BEGIN DATA EXCERPTS
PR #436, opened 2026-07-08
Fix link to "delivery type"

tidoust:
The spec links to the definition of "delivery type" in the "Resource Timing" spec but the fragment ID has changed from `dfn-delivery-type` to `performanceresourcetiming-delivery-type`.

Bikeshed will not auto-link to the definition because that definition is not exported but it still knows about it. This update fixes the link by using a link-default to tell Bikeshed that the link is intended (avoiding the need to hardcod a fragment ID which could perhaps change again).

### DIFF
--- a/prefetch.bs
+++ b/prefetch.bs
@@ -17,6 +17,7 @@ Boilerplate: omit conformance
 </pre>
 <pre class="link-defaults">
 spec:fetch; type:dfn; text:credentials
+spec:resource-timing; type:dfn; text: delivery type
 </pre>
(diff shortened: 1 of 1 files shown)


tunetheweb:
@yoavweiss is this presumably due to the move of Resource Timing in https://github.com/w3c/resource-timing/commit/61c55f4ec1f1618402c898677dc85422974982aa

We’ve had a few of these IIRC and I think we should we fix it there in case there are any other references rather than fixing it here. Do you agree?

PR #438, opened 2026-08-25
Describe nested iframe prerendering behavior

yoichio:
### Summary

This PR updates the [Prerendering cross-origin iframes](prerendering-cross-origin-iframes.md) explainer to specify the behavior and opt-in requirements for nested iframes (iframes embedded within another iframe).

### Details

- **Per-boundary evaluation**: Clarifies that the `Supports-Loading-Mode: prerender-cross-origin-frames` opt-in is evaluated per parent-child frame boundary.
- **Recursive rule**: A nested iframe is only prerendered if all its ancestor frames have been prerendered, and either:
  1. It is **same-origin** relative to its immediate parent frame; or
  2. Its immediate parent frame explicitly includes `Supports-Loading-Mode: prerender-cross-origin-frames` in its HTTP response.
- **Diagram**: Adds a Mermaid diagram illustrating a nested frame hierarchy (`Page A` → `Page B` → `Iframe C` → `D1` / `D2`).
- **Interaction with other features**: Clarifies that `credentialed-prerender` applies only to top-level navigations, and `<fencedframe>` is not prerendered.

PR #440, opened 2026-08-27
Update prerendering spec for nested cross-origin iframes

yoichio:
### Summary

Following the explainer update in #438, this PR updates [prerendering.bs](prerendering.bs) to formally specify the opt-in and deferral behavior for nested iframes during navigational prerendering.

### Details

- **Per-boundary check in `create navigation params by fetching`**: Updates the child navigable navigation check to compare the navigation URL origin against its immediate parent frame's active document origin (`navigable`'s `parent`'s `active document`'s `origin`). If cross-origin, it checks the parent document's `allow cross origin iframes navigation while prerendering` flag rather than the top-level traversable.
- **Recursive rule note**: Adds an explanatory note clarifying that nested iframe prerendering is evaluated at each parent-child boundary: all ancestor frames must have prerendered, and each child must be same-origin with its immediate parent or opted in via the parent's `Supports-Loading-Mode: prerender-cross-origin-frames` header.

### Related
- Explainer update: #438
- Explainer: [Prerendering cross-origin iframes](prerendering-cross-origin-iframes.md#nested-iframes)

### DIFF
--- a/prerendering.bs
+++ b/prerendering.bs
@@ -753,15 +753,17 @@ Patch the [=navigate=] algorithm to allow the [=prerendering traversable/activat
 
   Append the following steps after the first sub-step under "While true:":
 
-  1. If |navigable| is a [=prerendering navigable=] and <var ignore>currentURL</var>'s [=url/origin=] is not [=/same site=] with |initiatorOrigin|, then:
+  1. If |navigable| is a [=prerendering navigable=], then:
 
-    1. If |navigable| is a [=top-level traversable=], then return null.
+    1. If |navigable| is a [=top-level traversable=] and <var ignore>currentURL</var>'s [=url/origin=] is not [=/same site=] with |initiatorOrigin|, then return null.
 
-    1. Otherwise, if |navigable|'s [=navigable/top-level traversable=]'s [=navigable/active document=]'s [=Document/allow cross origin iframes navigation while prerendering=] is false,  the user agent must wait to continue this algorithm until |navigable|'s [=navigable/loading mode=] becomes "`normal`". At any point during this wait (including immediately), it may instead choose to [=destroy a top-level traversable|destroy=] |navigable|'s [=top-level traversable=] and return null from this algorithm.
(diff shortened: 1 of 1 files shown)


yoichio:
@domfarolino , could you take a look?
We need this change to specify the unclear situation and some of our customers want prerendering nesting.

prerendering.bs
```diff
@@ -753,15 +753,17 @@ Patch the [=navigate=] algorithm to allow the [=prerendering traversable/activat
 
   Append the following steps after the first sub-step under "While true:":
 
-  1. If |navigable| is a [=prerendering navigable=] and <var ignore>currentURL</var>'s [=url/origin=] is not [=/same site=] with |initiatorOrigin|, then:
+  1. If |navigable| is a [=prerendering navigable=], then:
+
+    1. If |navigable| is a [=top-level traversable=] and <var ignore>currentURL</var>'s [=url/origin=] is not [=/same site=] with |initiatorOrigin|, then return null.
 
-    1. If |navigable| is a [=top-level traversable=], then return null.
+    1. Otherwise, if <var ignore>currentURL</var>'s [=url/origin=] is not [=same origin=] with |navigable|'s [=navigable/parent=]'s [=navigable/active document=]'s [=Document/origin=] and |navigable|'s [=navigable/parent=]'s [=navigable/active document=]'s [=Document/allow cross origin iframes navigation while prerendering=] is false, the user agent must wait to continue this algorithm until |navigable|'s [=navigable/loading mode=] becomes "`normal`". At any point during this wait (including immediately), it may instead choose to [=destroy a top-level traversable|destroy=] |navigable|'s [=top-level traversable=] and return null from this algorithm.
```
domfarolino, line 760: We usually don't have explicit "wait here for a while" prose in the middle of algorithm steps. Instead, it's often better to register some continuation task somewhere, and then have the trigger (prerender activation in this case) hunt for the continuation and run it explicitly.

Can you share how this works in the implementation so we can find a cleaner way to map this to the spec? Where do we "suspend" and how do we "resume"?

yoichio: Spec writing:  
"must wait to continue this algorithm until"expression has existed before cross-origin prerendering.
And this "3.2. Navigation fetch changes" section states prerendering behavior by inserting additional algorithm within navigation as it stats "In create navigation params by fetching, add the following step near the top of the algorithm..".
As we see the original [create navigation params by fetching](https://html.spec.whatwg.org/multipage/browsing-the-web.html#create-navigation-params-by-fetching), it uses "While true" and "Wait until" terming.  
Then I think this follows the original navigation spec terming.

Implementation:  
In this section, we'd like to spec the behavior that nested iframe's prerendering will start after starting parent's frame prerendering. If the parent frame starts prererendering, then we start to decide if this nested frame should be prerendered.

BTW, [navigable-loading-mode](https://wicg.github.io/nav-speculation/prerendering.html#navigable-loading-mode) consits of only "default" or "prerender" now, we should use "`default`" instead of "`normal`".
END DATA EXCERPTS
Take the material above and transcribe all of it exactly.

PR #436, opened 2026-07-08
Fix link to "delivery type"

tidoust:
The spec links to the definition of "delivery type" in the "Resource Timing" spec but the fragment ID has changed from `dfn-delivery-type` to `performanceresourcetiming-delivery-type`.

Bikeshed will not auto-link to the definition because that definition is not exported but it still knows about it. This update fixes the link by using a link-default to tell Bikeshed that the link is intended (avoiding the need to hardcod a fragment ID which could perhaps change again).

### DIFF
--- a/prefetch.bs
+++ b/prefetch.bs
@@ -17,6 +17,7 @@ Boilerplate: omit conformance
 </pre>
 <pre class="link-defaults">
 spec:fetch; type:dfn; text:credentials
+spec:resource-timing; type:dfn; text: delivery type
 </pre>
(diff shortened: 1 of 1 files shown)


tunetheweb:
@yoavweiss is this presumably due to the move of Resource Timing in https://github.com/w3c/resource-timing/commit/61c55f4ec1f1618402c898677dc85422974982aa

We’ve had a few of these IIRC and I think we should we fix it there in case there are any other references rather than fixing it here. Do you agree?

PR #438, opened 2026-08-25
Describe nested iframe prerendering behavior

yoichio:
### Summary

This PR updates the [Prerendering cross-origin iframes](prerendering-cross-origin-iframes.md) explainer to specify the behavior and opt-in requirements for nested iframes (iframes embedded within another iframe).

### Details

- **Per-boundary evaluation**: Clarifies that the `Supports-Loading-Mode: prerender-cross-origin-frames` opt-in is evaluated per parent-child frame boundary.
- **Recursive rule**: A nested iframe is only prerendered if all its ancestor frames have been prerendered, and either:
  1. It is **same-origin** relative to its immediate parent frame; or
  2. Its immediate parent frame explicitly includes `Supports-Loading-Mode: prerender-cross-origin-frames` in its HTTP response.
- **Diagram**: Adds a Mermaid diagram illustrating a nested frame hierarchy (`Page A` → `Page B` → `Iframe C` → `D1` / `D2`).
- **Interaction with other features**: Clarifies that `credentialed-prerender` applies only to top-level navigations, and `<fencedframe>` is not prerendered.

PR #440, opened 2026-08-27
Update prerendering spec for nested cross-origin iframes

yoichio:
### Summary

Following the explainer update in #438, this PR updates [prerendering.bs](prerendering.bs) to formally specify the opt-in and deferral behavior for nested iframes during navigational prerendering.

### Details

- **Per-boundary check in `create navigation params by fetching`**: Updates the child navigable navigation check to compare the navigation URL origin against its immediate parent frame's active document origin (`navigable`'s `parent`'s `active document`'s `origin`). If cross-origin, it checks the parent document's `allow cross origin iframes navigation while prerendering` flag rather than the top-level traversable.
- **Recursive rule note**: Adds an explanatory note clarifying that nested iframe prerendering is evaluated at each parent-child boundary: all ancestor frames must have prerendered, and each child must be same-origin with its immediate parent or opted in via the parent's `Supports-Loading-Mode: prerender-cross-origin-frames` header.

### Related
- Explainer update: #438
- Explainer: [Prerendering cross-origin iframes](prerendering-cross-origin-iframes.md#nested-iframes)

### DIFF
--- a/prerendering.bs
+++ b/prerendering.bs
@@ -753,15 +753,17 @@ Patch the [=navigate=] algorithm to allow the [=prerendering traversable/activat
 
   Append the following steps after the first sub-step under "While true:":
 
-  1. If |navigable| is a [=prerendering navigable=] and <var ignore>currentURL</var>'s [=url/origin=] is not [=/same site=] with |initiatorOrigin|, then:
+  1. If |navigable| is a [=prerendering navigable=], then:
 
-    1. If |navigable| is a [=top-level traversable=], then return null.
+    1. If |navigable| is a [=top-level traversable=] and <var ignore>currentURL</var>'s [=url/origin=] is not [=/same site=] with |initiatorOrigin|, then return null.
 
-    1. Otherwise, if |navigable|'s [=navigable/top-level traversable=]'s [=navigable/active document=]'s [=Document/allow cross origin iframes navigation while prerendering=] is false,  the user agent must wait to continue this algorithm until |navigable|'s [=navigable/loading mode=] becomes "`normal`". At any point during this wait (including immediately), it may instead choose to [=destroy a top-level traversable|destroy=] |navigable|'s [=top-level traversable=] and return null from this algorithm.
(diff shortened: 1 of 1 files shown)


yoichio:
@domfarolino , could you take a look?
We need this change to specify the unclear situation and some of our customers want prerendering nesting.

prerendering.bs
```diff
@@ -753,15 +753,17 @@ Patch the [=navigate=] algorithm to allow the [=prerendering traversable/activat
 
   Append the following steps after the first sub-step under "While true:":
 
-  1. If |navigable| is a [=prerendering navigable=] and <var ignore>currentURL</var>'s [=url/origin=] is not [=/same site=] with |initiatorOrigin|, then:
+  1. If |navigable| is a [=prerendering navigable=], then:
+
+    1. If |navigable| is a [=top-level traversable=] and <var ignore>currentURL</var>'s [=url/origin=] is not [=/same site=] with |initiatorOrigin|, then return null.
 
-    1. If |navigable| is a [=top-level traversable=], then return null.
+    1. Otherwise, if <var ignore>currentURL</var>'s [=url/origin=] is not [=same origin=] with |navigable|'s [=navigable/parent=]'s [=navigable/active document=]'s [=Document/origin=] and |navigable|'s [=navigable/parent=]'s [=navigable/active document=]'s [=Document/allow cross origin iframes navigation while prerendering=] is false, the user agent must wait to continue this algorithm until |navigable|'s [=navigable/loading mode=] becomes "`normal`". At any point during this wait (including immediately), it may instead choose to [=destroy a top-level traversable|destroy=] |navigable|'s [=top-level traversable=] and return null from this algorithm.
```
domfarolino, line 760: We usually don't have explicit "wait here for a while" prose in the middle of algorithm steps. Instead, it's often better to register some continuation task somewhere, and then have the trigger (prerender activation in this case) hunt for the continuation and run it explicitly.

Can you share how this works in the implementation so we can find a cleaner way to map this to the spec? Where do we "suspend" and how do we "resume"?

yoichio: Spec writing:  
"must wait to continue this algorithm until"expression has existed before cross-origin prerendering.
And this "3.2. Navigation fetch changes" section states prerendering behavior by inserting additional algorithm within navigation as it stats "In create navigation params by fetching, add the following step near the top of the algorithm..".
As we see the original [create navigation params by fetching](https://html.spec.whatwg.org/multipage/browsing-the-web.html#create-navigation-params-by-fetching), it uses "While true" and "Wait until" terming.  
Then I think this follows the original navigation spec terming.

Implementation:  
In this section, we'd like to spec the behavior that nested iframe's prerendering will start after starting parent's frame prerendering. If the parent frame starts prererendering, then we start to decide if this nested frame should be prerendered.

BTW, [navigable-loading-mode](https://wicg.github.io/nav-speculation/prerendering.html#navigable-loading-mode) consits of only "default" or "prerender" now, we should use "`default`" instead of "`normal`".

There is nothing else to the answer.